The answer is every line in the data below that contains the word "initialSanitization".

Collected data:
::::::::

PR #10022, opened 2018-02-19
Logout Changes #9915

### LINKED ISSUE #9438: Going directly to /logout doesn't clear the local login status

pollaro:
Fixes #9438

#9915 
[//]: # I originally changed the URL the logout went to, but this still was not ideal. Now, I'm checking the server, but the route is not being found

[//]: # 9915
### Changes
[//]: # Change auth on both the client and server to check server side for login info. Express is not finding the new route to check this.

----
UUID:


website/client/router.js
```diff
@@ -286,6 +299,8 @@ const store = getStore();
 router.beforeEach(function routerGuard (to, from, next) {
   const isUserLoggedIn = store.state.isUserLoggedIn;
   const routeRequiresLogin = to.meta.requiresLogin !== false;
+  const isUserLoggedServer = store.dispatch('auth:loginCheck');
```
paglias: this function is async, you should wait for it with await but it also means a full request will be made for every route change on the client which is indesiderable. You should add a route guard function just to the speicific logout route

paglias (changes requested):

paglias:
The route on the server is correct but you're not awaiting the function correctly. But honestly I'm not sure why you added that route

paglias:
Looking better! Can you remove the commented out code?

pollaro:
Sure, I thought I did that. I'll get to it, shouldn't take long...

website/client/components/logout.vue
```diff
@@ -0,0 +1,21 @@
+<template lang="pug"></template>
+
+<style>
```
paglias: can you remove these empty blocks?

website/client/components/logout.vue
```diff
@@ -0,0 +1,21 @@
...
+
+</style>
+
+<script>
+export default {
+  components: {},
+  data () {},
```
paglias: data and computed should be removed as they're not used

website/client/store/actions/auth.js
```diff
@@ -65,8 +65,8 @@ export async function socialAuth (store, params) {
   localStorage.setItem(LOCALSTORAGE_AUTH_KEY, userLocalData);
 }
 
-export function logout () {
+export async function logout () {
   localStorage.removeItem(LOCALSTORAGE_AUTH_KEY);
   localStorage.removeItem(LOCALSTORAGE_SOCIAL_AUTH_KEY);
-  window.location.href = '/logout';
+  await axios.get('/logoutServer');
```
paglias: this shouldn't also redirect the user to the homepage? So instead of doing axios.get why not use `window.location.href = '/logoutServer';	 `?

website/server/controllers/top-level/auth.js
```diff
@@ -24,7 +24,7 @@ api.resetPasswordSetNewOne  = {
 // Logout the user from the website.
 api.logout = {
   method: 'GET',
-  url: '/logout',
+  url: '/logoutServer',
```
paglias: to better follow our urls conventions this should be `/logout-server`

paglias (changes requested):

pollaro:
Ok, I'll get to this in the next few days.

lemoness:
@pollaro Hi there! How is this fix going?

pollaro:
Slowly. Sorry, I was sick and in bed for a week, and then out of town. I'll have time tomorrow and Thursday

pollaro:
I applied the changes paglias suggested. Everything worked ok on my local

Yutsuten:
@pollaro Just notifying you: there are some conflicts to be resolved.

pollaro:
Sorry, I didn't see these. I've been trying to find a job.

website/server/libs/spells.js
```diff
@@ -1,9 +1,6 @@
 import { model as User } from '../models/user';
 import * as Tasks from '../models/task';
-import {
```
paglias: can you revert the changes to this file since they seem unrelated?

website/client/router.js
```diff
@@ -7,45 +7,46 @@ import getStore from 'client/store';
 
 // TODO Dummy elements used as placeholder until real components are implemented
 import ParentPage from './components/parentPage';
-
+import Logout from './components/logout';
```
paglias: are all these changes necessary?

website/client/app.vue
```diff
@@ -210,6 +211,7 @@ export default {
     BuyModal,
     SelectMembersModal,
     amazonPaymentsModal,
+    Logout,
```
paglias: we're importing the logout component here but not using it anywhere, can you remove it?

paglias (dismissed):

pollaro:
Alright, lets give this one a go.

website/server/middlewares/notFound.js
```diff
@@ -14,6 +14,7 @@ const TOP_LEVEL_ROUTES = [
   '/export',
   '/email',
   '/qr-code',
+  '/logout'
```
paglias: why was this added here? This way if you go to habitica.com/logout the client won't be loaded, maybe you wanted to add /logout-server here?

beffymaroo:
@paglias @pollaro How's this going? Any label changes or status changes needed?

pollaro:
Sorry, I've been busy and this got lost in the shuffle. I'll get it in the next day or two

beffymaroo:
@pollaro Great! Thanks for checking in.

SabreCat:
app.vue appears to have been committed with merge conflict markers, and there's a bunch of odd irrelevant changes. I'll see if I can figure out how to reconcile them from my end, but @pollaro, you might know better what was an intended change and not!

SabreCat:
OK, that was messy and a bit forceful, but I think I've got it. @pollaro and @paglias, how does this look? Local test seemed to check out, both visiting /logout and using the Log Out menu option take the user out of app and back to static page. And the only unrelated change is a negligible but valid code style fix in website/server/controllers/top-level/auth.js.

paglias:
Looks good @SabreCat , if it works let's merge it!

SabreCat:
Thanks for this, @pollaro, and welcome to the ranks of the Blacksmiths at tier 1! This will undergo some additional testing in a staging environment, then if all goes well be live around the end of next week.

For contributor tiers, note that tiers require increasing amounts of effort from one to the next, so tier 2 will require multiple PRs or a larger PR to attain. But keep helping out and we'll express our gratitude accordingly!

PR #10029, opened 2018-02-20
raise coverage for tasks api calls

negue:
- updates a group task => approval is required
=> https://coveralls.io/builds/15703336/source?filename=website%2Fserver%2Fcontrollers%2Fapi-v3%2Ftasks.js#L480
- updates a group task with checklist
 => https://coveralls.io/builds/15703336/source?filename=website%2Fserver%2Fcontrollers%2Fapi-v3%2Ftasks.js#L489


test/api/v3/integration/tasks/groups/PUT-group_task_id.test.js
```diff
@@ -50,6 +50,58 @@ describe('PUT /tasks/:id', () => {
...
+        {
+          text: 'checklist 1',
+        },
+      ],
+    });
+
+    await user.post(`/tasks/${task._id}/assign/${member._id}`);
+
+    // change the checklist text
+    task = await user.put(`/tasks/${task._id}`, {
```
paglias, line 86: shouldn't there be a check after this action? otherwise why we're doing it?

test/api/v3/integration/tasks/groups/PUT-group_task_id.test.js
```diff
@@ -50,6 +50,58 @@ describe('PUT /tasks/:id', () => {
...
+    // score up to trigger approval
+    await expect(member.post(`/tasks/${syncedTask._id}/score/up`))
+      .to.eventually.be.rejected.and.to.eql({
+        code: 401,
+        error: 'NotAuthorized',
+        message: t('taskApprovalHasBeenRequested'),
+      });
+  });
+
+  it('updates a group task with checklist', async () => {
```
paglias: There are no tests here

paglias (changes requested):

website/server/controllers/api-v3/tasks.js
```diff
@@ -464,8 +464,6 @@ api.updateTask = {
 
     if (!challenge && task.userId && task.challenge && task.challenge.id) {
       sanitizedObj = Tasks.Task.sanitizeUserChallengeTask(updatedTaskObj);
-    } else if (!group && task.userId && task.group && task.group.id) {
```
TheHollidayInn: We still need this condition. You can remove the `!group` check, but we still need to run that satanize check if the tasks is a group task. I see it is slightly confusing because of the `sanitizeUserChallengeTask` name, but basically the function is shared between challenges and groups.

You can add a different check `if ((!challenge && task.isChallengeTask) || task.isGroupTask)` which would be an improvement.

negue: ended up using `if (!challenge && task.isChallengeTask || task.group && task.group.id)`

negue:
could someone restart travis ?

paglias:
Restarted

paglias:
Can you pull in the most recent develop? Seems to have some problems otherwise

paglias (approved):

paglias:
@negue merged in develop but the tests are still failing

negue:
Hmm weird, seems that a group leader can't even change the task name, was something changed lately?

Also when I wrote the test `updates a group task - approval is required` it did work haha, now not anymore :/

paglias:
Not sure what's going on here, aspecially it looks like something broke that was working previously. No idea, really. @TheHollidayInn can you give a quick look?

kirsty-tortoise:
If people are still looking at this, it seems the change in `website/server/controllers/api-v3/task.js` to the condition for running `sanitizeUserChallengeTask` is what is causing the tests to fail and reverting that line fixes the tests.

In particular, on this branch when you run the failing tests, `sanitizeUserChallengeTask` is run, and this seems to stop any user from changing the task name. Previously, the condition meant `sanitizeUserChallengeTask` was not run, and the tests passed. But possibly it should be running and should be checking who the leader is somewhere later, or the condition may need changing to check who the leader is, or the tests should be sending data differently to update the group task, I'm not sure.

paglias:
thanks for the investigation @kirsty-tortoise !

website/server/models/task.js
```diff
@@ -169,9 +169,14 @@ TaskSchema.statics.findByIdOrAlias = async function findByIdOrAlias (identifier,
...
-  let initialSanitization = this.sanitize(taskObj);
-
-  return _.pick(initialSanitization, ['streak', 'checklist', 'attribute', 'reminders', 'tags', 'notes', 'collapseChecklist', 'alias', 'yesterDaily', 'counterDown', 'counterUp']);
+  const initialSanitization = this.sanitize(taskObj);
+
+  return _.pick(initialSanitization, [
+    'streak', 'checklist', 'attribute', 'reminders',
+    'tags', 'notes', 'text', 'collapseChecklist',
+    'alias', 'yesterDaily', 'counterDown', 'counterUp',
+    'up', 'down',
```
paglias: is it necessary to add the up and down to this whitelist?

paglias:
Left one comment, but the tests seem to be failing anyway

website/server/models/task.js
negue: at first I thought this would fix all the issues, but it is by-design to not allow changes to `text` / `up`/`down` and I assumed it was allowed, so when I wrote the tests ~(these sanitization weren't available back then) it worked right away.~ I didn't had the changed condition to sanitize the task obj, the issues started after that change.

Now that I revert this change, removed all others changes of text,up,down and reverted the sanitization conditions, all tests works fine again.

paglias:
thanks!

::::::::

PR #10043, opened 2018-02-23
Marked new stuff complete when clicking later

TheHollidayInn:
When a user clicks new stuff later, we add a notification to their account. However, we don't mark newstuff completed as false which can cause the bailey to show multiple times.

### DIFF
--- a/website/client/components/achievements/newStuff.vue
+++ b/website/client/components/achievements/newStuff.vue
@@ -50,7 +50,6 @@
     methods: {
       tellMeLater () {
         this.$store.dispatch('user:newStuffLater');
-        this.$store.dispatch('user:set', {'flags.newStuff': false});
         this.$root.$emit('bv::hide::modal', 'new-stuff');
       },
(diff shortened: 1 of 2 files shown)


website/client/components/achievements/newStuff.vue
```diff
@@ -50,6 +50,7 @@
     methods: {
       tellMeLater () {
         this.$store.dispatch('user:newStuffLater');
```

::::::::

§ SOLUTION
-  let initialSanitization = this.sanitize(taskObj);
-  return _.pick(initialSanitization, ['streak', 'checklist', 'attribute', 'reminders', 'tags', 'notes', 'collapseChecklist', 'alias', 'yesterDaily', 'counterDown', 'counterUp']);
+  const initialSanitization = this.sanitize(taskObj);
+  return _.pick(initialSanitization, [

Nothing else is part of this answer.